Professional Profile Data: The Cost of Flexibility

The eRA project team recently released funds to implement a $2 million per year effort to cleanup personal data in the IMPAC II database. A contract will be awarded that will: 1) identify existing data conflicts; 2) manually correct any errors; and 3) develop and implement proposals to increase accuracy of the data. This cost will be ongoing until business rules and algorithms are created to reduce the possibility of redundant data entries, and the redesign of the NIH Commons enables grantees to verify their own data.

Data Integrity -- the accuracy or correctness of the data in a database -- is not a significant problem for most of the eRA data. But in terms of personal data, it is a major issue indeed. A recent analysis showed that less than 1 percent of overall data in IMPAC II was inaccurate, whereas the error rate in personal data was roughly 8 percent. These errors create problems for reporting accurate statistics (e.g., support for new investigators, physician scientists, etc.) and tracking grantee award history (mistaken identity of an investigator could pose serious problems).

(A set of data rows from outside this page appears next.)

PR #345, opened 2025-04-16
Update cart quantity + fix pointer hover on top-left logo

lbsal:
The top left element is used as a component to lead a user to the back
to /listings when clicked. We now put cursor: pointer on it, so that a
cursor turns into a pointing hand to signify "hey i am clickable!".

---

This commit changes quantity in ListingDetail.tsx to be of type number
rather than string. We also set defaults of values to be 1 rather than
empty string or 0, as it is a better UX for customers to be able to click
"Add to basket" rather than having to increment first and then click
Add.

The major change concerns what to do when "Add to basket" is clicked for
an item that is already in the cart. Previously the item quantity was fully
replaced with the newly added quantity. A more intuitive behaviour is to
instead add the two quantities such that:

cart(item).quantity = cart(item).quantity + newQuantity

### DIFF
--- a/packages/frontend/src/components/ListingDetail.tsx
+++ b/packages/frontend/src/components/ListingDetail.tsx
@@ -20,7 +20,7 @@ import SuccessToast from "./common/SuccessToast.tsx";
 import { useCurrentOrder } from "../hooks/useCurrentOrder.ts";
 
 const namespace = "frontend:listing-detail";
-const describe = (subNamespace) =>
+const describe = (subNamespace: string) =>
   logger(`${namespace}:${subNamespace}`, "warn");
 const warn = logger(namespace, "warn");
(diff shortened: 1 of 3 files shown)


packages/frontend/src/components/ListingDetail.tsx
```diff
@@ -20,6 +20,8 @@ import SuccessToast from "./common/SuccessToast.tsx";
 import { useCurrentOrder } from "../hooks/useCurrentOrder.ts";
 
 const namespace = "frontend:listing-detail";
+const describe = (subNamespace) =>
```
wanderer, line 23:
```suggestion
const describe = (subNamespace: string) =>
```

cryptix (approved):

cryptix:
Merging. I've been using this branch a bunch.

The problem of conflicting data goes back many years. Typos in names, social security numbers and degrees entered into the legacy system were never systematically corrected. The user community chose not to impose rigor in the IMPAC II system that would slow down production work. Therefore, the system allows users to enter a duplicate social security number or duplicate record when entering personal data. This practice exacerbated the inadvertent creation of duplicate profiles and conflicting data on existing profiles. One alternative is to require the user to investigate and verify any conflicting information before proceeding. The adoption of an appropriate algorithm could assist in data verification.

Background information and further explanation of data integrity issues is available from eRA.